• [Brief]: Below are some records; find each line that carries the word "import" and copy it.

Stored items from a collection:
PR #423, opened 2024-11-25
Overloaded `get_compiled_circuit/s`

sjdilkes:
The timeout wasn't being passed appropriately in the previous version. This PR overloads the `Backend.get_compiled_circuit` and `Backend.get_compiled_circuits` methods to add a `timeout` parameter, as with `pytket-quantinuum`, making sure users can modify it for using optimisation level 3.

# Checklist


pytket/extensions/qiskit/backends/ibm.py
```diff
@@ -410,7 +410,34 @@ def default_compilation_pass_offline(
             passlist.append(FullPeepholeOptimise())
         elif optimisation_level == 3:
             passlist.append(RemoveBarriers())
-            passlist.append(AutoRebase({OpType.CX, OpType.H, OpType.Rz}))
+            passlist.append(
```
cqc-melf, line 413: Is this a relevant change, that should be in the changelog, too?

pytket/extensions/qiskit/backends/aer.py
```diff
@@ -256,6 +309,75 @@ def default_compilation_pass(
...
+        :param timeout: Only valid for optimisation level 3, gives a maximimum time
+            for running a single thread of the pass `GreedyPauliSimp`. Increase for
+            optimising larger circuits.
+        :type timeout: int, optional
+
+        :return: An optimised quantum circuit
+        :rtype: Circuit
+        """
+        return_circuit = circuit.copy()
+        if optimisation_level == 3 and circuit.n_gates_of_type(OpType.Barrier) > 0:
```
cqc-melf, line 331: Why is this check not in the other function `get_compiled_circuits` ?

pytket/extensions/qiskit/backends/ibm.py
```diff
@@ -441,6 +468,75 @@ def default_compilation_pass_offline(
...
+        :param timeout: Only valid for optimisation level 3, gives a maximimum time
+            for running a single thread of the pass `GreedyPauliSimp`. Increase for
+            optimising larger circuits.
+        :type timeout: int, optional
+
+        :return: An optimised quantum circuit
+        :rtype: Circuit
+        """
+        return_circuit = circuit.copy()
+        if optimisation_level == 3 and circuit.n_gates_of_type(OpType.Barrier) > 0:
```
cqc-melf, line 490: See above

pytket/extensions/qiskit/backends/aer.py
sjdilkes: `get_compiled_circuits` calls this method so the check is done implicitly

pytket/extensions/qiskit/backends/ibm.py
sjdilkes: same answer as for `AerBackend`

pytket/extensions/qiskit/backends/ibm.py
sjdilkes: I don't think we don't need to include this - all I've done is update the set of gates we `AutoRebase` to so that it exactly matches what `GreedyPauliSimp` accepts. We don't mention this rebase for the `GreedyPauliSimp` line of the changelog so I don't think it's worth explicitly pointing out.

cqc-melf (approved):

...

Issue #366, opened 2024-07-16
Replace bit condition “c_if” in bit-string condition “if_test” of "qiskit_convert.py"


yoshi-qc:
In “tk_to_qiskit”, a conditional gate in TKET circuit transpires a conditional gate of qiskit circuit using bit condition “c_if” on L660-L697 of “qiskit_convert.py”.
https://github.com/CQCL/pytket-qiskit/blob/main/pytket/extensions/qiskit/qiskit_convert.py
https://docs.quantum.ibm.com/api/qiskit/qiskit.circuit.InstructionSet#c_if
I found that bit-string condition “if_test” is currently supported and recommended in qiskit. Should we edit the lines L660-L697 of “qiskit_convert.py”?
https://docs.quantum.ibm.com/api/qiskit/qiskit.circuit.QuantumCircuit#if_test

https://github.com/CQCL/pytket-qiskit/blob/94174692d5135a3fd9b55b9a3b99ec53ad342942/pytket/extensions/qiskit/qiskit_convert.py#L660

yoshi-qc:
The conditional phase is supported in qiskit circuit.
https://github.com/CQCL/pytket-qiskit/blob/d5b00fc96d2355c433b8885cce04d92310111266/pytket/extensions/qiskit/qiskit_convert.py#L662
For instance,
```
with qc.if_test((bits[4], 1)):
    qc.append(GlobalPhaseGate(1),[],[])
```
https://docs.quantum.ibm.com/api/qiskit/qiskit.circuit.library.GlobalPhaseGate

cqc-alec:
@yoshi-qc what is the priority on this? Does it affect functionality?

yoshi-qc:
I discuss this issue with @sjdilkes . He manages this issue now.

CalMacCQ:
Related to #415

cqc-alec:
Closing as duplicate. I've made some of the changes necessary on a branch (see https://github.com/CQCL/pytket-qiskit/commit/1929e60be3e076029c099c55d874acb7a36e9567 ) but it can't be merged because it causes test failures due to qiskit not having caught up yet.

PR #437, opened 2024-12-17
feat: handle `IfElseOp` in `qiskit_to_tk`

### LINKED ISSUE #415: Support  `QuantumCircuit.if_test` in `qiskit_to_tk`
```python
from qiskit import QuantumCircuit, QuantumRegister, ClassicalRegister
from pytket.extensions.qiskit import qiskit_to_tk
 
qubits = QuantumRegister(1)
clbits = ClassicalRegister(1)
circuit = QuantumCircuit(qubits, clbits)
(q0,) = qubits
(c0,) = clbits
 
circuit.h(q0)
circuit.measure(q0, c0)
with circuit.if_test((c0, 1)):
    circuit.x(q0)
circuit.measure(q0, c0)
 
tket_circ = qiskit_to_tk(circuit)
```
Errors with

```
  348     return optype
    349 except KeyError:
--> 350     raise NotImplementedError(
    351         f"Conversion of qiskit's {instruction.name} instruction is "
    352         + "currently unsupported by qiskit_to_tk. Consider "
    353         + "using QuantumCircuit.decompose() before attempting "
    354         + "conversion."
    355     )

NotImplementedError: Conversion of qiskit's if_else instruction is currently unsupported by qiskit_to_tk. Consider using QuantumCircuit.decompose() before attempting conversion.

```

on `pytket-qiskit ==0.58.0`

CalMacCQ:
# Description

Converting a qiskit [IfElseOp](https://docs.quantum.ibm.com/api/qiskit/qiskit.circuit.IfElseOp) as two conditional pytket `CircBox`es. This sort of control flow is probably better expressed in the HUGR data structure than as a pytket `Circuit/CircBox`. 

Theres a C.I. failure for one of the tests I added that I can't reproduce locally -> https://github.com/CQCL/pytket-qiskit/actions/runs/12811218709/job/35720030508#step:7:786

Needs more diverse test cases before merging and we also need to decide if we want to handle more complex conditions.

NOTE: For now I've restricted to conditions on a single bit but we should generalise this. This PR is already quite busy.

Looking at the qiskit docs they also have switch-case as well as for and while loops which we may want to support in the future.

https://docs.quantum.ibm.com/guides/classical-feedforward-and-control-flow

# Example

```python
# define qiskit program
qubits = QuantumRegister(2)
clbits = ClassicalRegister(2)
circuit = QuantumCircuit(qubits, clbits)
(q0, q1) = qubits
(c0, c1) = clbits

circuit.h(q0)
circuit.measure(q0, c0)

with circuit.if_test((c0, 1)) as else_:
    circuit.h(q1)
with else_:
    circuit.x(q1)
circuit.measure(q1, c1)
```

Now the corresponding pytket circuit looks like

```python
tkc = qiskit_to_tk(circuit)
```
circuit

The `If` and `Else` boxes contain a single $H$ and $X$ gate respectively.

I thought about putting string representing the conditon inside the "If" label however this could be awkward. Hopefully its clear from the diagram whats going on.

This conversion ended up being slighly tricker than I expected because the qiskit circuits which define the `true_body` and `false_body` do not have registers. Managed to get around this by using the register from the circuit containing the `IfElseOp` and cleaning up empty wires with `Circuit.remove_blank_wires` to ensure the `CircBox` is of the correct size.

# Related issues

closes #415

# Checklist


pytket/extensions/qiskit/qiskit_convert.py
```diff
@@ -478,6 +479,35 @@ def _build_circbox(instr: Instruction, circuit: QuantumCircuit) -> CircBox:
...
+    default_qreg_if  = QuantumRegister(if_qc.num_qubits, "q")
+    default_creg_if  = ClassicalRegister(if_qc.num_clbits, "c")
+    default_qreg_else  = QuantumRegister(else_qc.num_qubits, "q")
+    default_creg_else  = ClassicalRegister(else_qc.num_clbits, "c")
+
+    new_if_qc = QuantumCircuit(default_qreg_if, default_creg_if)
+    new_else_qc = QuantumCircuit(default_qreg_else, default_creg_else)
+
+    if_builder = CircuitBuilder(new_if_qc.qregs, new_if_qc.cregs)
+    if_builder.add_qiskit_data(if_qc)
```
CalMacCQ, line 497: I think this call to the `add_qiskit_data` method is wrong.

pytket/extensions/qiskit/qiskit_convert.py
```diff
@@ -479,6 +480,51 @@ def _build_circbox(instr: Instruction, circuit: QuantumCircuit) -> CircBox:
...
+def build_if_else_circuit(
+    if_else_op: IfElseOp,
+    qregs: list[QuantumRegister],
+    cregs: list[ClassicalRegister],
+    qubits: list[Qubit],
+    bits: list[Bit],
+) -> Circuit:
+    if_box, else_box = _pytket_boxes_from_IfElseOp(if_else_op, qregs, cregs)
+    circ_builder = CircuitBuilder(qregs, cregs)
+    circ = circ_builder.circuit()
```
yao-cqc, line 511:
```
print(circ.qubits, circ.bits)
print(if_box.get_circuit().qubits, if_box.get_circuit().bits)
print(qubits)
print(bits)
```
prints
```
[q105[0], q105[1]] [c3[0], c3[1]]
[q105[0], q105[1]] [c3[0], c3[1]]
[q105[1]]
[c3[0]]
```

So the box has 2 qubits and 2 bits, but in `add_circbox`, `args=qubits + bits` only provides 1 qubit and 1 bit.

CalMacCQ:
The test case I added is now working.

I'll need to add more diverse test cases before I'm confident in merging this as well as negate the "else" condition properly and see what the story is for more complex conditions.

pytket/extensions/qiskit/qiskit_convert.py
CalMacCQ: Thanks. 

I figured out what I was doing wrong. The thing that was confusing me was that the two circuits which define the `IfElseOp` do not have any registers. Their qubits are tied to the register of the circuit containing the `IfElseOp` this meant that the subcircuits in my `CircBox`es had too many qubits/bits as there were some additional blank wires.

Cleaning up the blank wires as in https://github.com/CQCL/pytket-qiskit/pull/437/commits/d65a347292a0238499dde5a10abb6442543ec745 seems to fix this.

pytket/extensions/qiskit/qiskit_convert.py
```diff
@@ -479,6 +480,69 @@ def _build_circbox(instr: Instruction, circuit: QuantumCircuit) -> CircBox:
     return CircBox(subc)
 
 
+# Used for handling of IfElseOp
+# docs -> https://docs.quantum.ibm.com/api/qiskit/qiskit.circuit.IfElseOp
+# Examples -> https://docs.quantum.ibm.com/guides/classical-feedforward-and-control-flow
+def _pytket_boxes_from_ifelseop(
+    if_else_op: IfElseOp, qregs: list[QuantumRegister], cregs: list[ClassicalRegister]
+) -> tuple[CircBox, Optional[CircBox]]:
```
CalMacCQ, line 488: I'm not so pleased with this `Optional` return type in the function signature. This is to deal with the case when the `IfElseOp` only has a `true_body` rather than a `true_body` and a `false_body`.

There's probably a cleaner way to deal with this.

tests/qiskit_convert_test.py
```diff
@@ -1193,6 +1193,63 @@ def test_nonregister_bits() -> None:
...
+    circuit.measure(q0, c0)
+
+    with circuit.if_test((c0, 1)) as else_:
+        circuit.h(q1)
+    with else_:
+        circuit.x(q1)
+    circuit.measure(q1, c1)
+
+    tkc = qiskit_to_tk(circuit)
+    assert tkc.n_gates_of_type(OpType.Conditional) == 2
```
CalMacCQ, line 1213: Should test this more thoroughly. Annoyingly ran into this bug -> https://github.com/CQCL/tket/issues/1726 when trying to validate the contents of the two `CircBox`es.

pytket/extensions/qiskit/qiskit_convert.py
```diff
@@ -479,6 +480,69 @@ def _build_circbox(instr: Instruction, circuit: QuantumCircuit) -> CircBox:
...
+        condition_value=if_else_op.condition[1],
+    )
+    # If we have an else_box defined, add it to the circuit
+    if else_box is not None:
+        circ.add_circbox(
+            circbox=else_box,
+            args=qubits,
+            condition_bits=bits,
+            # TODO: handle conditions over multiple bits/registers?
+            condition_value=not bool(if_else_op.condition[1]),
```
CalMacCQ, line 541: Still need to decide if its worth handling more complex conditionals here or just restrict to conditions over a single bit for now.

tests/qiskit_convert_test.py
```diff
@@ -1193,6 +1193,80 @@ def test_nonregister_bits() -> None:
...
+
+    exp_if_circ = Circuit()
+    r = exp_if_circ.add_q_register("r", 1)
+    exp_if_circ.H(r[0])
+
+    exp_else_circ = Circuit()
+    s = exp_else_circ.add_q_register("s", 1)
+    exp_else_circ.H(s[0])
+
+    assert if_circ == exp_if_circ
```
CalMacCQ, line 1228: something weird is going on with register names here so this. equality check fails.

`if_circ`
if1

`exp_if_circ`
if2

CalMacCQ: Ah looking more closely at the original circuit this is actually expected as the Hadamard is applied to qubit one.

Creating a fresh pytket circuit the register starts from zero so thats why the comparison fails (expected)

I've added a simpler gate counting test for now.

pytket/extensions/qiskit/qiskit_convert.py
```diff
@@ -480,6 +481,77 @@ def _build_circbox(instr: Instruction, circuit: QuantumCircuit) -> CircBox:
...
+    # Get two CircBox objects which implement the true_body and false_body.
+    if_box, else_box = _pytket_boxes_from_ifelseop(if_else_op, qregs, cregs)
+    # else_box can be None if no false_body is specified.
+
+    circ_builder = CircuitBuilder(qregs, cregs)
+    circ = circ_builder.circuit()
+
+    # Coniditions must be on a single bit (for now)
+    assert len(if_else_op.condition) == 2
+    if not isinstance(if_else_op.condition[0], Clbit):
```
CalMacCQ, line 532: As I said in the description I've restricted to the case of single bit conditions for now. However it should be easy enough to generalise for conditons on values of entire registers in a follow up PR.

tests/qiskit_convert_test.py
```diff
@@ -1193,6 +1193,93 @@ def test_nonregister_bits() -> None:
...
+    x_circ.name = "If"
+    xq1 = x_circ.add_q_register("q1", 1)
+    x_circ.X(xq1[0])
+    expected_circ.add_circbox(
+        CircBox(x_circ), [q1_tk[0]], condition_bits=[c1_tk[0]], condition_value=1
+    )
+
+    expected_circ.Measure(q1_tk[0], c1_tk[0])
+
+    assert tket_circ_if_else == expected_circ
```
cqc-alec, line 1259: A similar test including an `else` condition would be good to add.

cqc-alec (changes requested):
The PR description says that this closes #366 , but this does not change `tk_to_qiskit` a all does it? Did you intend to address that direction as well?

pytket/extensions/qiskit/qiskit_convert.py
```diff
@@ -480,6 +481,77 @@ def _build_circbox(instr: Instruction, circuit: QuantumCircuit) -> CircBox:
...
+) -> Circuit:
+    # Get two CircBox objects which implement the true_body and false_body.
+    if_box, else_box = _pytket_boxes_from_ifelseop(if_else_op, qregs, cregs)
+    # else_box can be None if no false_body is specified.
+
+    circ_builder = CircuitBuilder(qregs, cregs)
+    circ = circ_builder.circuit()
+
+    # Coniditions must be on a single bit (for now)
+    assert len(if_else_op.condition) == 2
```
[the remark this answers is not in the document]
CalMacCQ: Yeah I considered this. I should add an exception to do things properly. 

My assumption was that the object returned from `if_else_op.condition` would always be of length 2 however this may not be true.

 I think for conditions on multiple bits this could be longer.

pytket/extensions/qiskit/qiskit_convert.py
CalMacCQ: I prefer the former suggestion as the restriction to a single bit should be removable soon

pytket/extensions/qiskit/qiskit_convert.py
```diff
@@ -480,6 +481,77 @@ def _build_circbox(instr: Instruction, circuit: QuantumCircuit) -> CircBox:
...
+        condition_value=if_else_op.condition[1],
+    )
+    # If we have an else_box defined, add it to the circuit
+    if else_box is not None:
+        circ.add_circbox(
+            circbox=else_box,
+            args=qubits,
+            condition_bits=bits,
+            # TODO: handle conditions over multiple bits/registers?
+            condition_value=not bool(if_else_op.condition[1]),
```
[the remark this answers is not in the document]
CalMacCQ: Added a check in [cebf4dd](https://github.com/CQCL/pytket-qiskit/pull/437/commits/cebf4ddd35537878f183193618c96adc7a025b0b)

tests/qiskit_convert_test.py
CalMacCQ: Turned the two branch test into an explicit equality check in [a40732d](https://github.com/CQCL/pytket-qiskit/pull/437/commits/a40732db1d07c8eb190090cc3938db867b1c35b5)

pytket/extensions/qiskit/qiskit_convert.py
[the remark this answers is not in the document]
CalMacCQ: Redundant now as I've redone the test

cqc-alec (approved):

* * *

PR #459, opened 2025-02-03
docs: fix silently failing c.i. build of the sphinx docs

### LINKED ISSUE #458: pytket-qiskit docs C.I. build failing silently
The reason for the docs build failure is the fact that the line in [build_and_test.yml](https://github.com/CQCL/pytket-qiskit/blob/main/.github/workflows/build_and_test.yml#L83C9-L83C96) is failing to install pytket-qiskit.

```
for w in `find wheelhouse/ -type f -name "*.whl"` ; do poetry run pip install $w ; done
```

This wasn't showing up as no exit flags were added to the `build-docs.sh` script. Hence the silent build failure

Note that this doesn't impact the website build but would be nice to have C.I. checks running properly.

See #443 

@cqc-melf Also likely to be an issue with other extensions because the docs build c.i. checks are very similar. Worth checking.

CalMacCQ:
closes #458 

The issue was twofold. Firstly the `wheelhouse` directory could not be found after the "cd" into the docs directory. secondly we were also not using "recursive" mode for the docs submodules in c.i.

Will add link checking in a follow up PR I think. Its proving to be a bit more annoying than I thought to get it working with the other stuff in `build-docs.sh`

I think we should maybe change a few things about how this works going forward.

• [Output of the exercise]:
from qiskit import QuantumCircuit, QuantumRegister, ClassicalRegister
from pytket.extensions.qiskit import qiskit_to_tk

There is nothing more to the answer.